A third transformer at the site was further away and was not affected other than it was unable to be used as long as the substation was de-energised while the fire was tackled. The site layout is described in my previous blog on the incident.
Transformers are some of the most important pieces of equipment on the grid – they allow electricity to be moved in bulk over long distances with minimal losses, by increasing the voltage.
However, as high voltages are dangerous, and are unsuitable at the point of use of the electricity, voltages are stepped down before they reach the consumer. Transformers are used to make these voltage transformations.
Transformers consist of wires wrapped around a metal core. These windings are subject to heating, with heat degradation potentially leading to short circuits. For this reason, they are cooled, through the use of oils which are circulated round the windings. The oils are electrical insulators to prevent shorting between the windings, and are thermally stable ie they don’t freeze in winter. But they are highly flammable, so in the event of arcing, they can explode.
The part of the transformer that failed at North Hyde is called a bushing which is essentially a sleeve that allows cables to enter and exit the metal oil tank without touching the walls of the tank and becoming earthed. Unfortunately if moisture gets inside the sleeve, a short circuit can occur, leading to arcing, and evidence of this was observed in the debris from the fire.

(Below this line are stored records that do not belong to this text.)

PR #250, opened 2022-10-26
fix: print output with fuelup show and replace `println` with  `tracing`

### LINKED ISSUE #249: `fuelup show` output is malformed
image

As seen in the screenshot, probably due to the way errors are handled.

bingcicle:
closes #249 

Fixed output: 
image

Also replaced calls of `println` with `tracing::info` or `tracing::error`.


bingcicle:
There seems to be an issue with grabbing `forc-lsp` version but it's unrelated with the original issue of malformed output. Can't execute `forc-lsp --version` for some reason.

PR #253, opened 2022-10-31
bug: replace `rename` usage with remove+copy usage

### LINKED ISSUE #252: `fuelup self update` fails to `rename` fuelup since 'from' and 'to' are on different filesystems
As reported by @segfault-magnet:

```sh
❯ fuelup self update
Fetching binary from https://github.com/FuelLabs/fuelup/releases/download/v0.10.1/fuelup-0.10.1-x86_64-unknown-linux-gnu.tar.gz
Downloading component fuelup without verifying checksum
Unpacking and moving fuelup to /tmp/.tmpEeIk4W
Moving /tmp/.tmpEeIk4W/fuelup to /home/segfault_magnet/.fuelup/bin/fuelup
Failed to replace old fuelup with new fuelup: Invalid cross-device link (os error 18). Attempting to restore backup fuelup.
fuelup failed to update itself: Old fuelup restored because something went wrong replacing old fuelup with new fuelup.

❯ fuelup --version
fuelup 0.10.0
```

As the docs for `std::fs::rename` explains ([link](https://doc.rust-lang.org/std/fs/fn.rename.html#errors)), one of the failure conditions is if `from` and `to` are on different filesystems, and that seems to be the case for manjaro.

bingcicle:
closes #252 

In order to make `copy` work without running into ETXTBSY, we should first unlink the binary first.

### DIFF
--- a/src/ops/fuelup_self.rs
+++ b/src/ops/fuelup_self.rs
@@ -6,7 +6,7 @@ use tracing::{error, info};
 
 use crate::{
     download::{download_file_and_unpack, unpack_bins, DownloadCfg},
-    path::{fuelup_bin, fuelup_bin_dir},
+    path::fuelup_bin,
     target_triple::TargetTriple,
 };
 
--- a/src/ops/fuelup_self.rs
+++ b/src/ops/fuelup_self.rs
@@ -1,12 +1,12 @@
 use anyhow::{bail, Result};
 use component;
 use std::{fs, path::Path};
-use tempfile::tempdir;
+use tempfile;
 use tracing::{error, info};
 
 use crate::{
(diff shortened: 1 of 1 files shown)


kayagokalp (approved):
utACK

bingcicle:
@kayagokalp Tests here are flaky at times and run into file i/o issues probably due to `cargo test`'s parallelization, so it's probably due to buggy tests/test setup on my part. Usually re-running the job fixes it, but we should definitely look into it at some point!

kayagokalp (approved):
utACK, I believe it should do the trick but unfortunately I do not have a manjuro setup to test

PR #259, opened 2022-11-06
bug: uninstall+default bug

### LINKED ISSUE #258: uninstalling a custom toolchain does not re-set a default toolchain
### Problem

As described above in title.

### Steps

Assuming starting with another toolchain already installed,

1. fuelup toolchain new my-toolchain
2. fuelup toolchain uninstall my-toolchain
3. fuelup default

`fuelup default` still shows the uninstalled `my-toolchain` as default.

### Possible Solution(s)

We should default back to the `latest` or `nightly` toolchain if possible in that order, and if they don't exist exist we should switch to the first custom toolchain in alphabetical order.

### Notes

_No response_

### Fuelup version

```console
10.2
```

### Installed components

```console
-
```

bingcicle:
closes #258 

When uninstalling a toolchain, if the toolchain is the currently active toolchain, `fuelup` should re-set a default.

This is done by doing `list_toolchains()` and selecting, in order of priority, 

an official toolchain (latest, nightly, in order of priority), or
a custom toolchain, arranged alphabetically

This PR also includes a refactor on the `default` command to split it into commands/ops.

### DIFF
--- a/src/config.rs
+++ b/src/config.rs
@@ -5,8 +5,8 @@ use anyhow::{bail, Result};
 use std::io::{self, ErrorKind};
 
 use crate::file::write_file;
+use crate::fmt::format_toolchain_with_target;
 use crate::path::{ensure_dir_exists, hashes_dir, toolchains_dir};
-use crate::target_triple::TargetTriple;
 use crate::toolchain::{OfficialToolchainDescription, RESERVED_TOOLCHAIN_NAMES};
 
 pub struct Config {
@@ -62,14 +62,10 @@ impl Config {
                 .filter(|e| e.file_type().map(|f| f.is_dir()).unwrap_or(false))
             {
                 let toolchain = dir_entry.file_name().to_string_lossy().to_string();
-                if RESERVED_TOOLCHAIN_NAMES.iter().any(|t| {
-                    toolchain
-                        == format!(
-                            "{}-{}",
-                            t,
-                            &TargetTriple::from_host().unwrap_or_default().to_string()
-                        )
-                }) {
+                if RESERVED_TOOLCHAIN_NAMES
+                    .iter()
+                    .any(|t| toolchain == format_toolchain_with_target(&t))
+                {
                     toolchains.push(toolchain)
                 } else {
                     custom_toolchains.push(toolchain)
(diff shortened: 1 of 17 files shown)


src/ops/fuelup_default.rs
```diff
@@ -0,0 +1,40 @@
...
+            info!("{} (default)", current_toolchain.name);
+            return Ok(());
+        }
+    };
+
+    let mut new_default = Toolchain::from_path(&toolchain)?;
+
+    if let Ok(description) = OfficialToolchainDescription::from_str(&toolchain) {
+        new_default = Toolchain::from_path(&description.to_string())?;
+    }
```
mitchmindtree, line 26: Here it looks like we are unnecessarily loading `new_default` twice from different paths in the case that `OfficialToolchainDescription` is `Ok`. Perhaps this could be:

```rust
let new_default = match OfficialToolchainDescription::from_str(&toolchain) {
    Ok(desc) => Toolchain::from_path(&description.to_string())?,
    Err(_) => Toolchain::from_path(&toolchain)?,
};
```

I realise this was copy pasted and previously overlooked, happy to leave for a future PR if preferred.

src/config.rs
```diff
@@ -54,13 +54,32 @@ impl Config {
...
-                .map(|e| e.file_name().into_string().ok().unwrap_or_default())
-                .collect();
+            {
+                let toolchain = dir_entry.file_name().to_string_lossy().to_string();
+                if RESERVED_TOOLCHAIN_NAMES.iter().any(|t| {
+                    toolchain
+                        == format!(
+                            "{}-{}",
+                            t,
+                            &TargetTriple::from_host().unwrap_or_default().to_string()
```
mitchmindtree, line 70: Do we have a function we can re-use for this toolchain-target-triple formatted string?

mitchmindtree (approved):
Left a couple of optional suggestions, otherwise seems fine :+1:

src/ops/fuelup_default.rs
bingcicle: Ah, this is not unnecessarily loaded. The reason is if you run `fuelup default latest`, the `latest` string must be appended with the relevant `TargetTriple` generated from the host machine, which is why `new_default` is mut and we check if we can form an `OfficialToolchainDescription` from the user input string.

I'll add in a short comment to explain this.

bingcicle: I'll create a smaller PR for this!

src/config.rs
bingcicle: Hmm, we only have 2 `format!`s here and both are used only within `config.rs`, so I didn't see the need for a function. I could create one within the same file.

mitchmindtree: The idea of using a function is so that if the format changes in the future for whatever reason, we only have to change it in one location, and avoid running the risk of forgetting to update one of the locations.

src/ops/fuelup_default.rs
bingcicle: I'll just add it to this since I'm making the change below

mitchmindtree (approved):
:ok_hand:

PR #270, opened 2022-11-10
feat: beta-2 toolchain

bingcicle:
supports installation of `beta-2` toolchain: `fuelup toolchain install beta-2`.


kayagokalp (approved):
Hey @bingcicle, tested installing with `fuelup toolchain install beta-2` and it looks good to me! I have a question though, it installs the following versions:

```console
Installed:
- forc 0.31.0
- forc-explore 0.28.1
- forc-wallet 0.1.2
- fuel-core 0.14.1
```

We do have 0.31.1 released for sway should it install that version instead? 🤔

bingcicle:
Channel updated to use `forc 0.31.1` instead. Should be good to go :+1:

PR #279, opened 2022-11-17
do fs::remove_file before fs::copy in case of running binaries

### LINKED ISSUE #278: `fuelup update` corrupts running binary on M1 Mac
### Problem

With an already running executable (fuel-core), running `fuelup update` has unexpected behaviors on different systems:
- On x86_64 Linux, the executable is not updated.
- On an M1 Mac (aarch64-apple-darwin), the executable is corrupted.

Attempting to run fuel-core after running `fuelup update` while a fuel-core instance is running results in the below output:

```sh
fuel-core --version
zsh: killed     fuel-core --version
```

### Steps

1. `fuel-core` (first run `fuel-core`)
2. `fuelup update`
3. `fuel-core --version` (this should fail)

If you already have the latest `fuel-core`, manually install an older `fuel-core` and move it into the `latest` toolchain:
1. `fuelup toolchain new bugfix-toolchain`
2. `fuelup component add fuel-core@0.14.0`
3. `mv ~/.fuelup/toolchains/bugfix-toolchain/bin/fuel-core ~/.fuelup/toolchains/latest-<TARGET>/bin`
4. `fuelup default latest`

Then run the steps above.

### Possible Solution(s)

_No response_

### Notes

_No response_

### Fuelup version

```console
`v0.12.1`
```

### Installed components

```console
not required
```

bingcicle:
Closes #278 

This was also the solution to a somewhat related problem we had prior, related to ETXTBSY bug: https://github.com/FuelLabs/fuelup/pull/253

The solution is to unlink (`fs::remove_file`) the running executable prior to trying to do an `fs::copy`.

Noticed that there's a `dst_dir` in the next line which could be confusing - this should probably be fixed in a separate refactor PR.

### DIFF
--- a/src/download.rs
+++ b/src/download.rs
@@ -303,6 +303,9 @@ pub fn unpack_bins(dir: &Path, dst_dir: &Path) -> Result<Vec<PathBuf>> {
                     &bin_file_name.to_string_lossy(),
                     dir.display()
                 );
+                if dir.join(&bin_file_name).exists() {
+                    fs::remove_file(dir.join(&bin_file_name))?;
+                }
                 fs::copy(bin_file.path(), dir.join(&bin_file_name))?;
                 downloaded.push(dst_dir.join(bin_file_name));
             }
--- a/src/download.rs
+++ b/src/download.rs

As noted in my previous blog, Heathrow lost power when the fire broke out and closed. Some flights resumed at 7pm on 21 March but the airport did not resume normal operations until Saturday 22 March.
The NESO report tells us a bit more about the Heathrow grid connections and but the substations that actually supply it are simply referred to as A, B and C.
What I didn’t mention in my previous blog as I didn’t discover it until later, was that there had been a very similar substation fire at Atlanta airport in 2017, as a result of which US airports improved their energy resilience. Heathrow could and should have learned from that incident and not referred to the North Hyde fire as being “unprecedented”.
Track record of delayed maintenance
This particular transformer at North Hyde had known issues: moisture had been detected inside the bushings as far back as 2018 at levels NGET’s guidance said indicated “an imminent fault and that the bushing should be replaced”. The technical guidance dictated that following such highly elevated moisture samples, the asset should remain out of service until the bushing can be replaced, or mitigating actions put in place.
“While the reading was recorded, the mitigations appropriate to its severity, as set out in National Grid Electricity Transmission’s relevant policy, were not actioned at the time. The controls in place were not effective and failed to identify subsequently that action had not been taken in relation to the elevated moisture reading. This review finds that there were other opportunities which, had they been pursued, could have caught the issue. Instead, the elevated moisture reading went unaddressed,”
– NESO North Hyde Review – Final Report
A forensic examination of the remains of the bushings after the fire showed evidence of moisture ingress on the C-phase high voltage bushing that suffered the catastrophic failure. Such evidence of moisture ingress would not have been visible externally and therefore only became apparent after disassembly and forensic analysis after the incident.
The forensic analysis also found evidence of arcing erosions within the C-phase high voltage bushing. Arcing erosion is the damage caused by electrical arcs, which normally occurs due to electrical faults or contamination, including by moisture ingress. This damage can lead to the gradual degradation of parts of the bushings, possibly leading to reduced insulation resistance, potential short circuiting and ultimately, bushing failure.
Phases A and B of the high voltage bushings did not show any evidence of arcing erosion, supporting the case that the fault was on the C-phase only and had arisen as a result of moisture ingress. NESO and the forensic engineers that inspected the remains of the bushings concluded that due to the extensive damage to the transformer it is unlikely that any greater certainty about the exact cause of the fire can be achieved.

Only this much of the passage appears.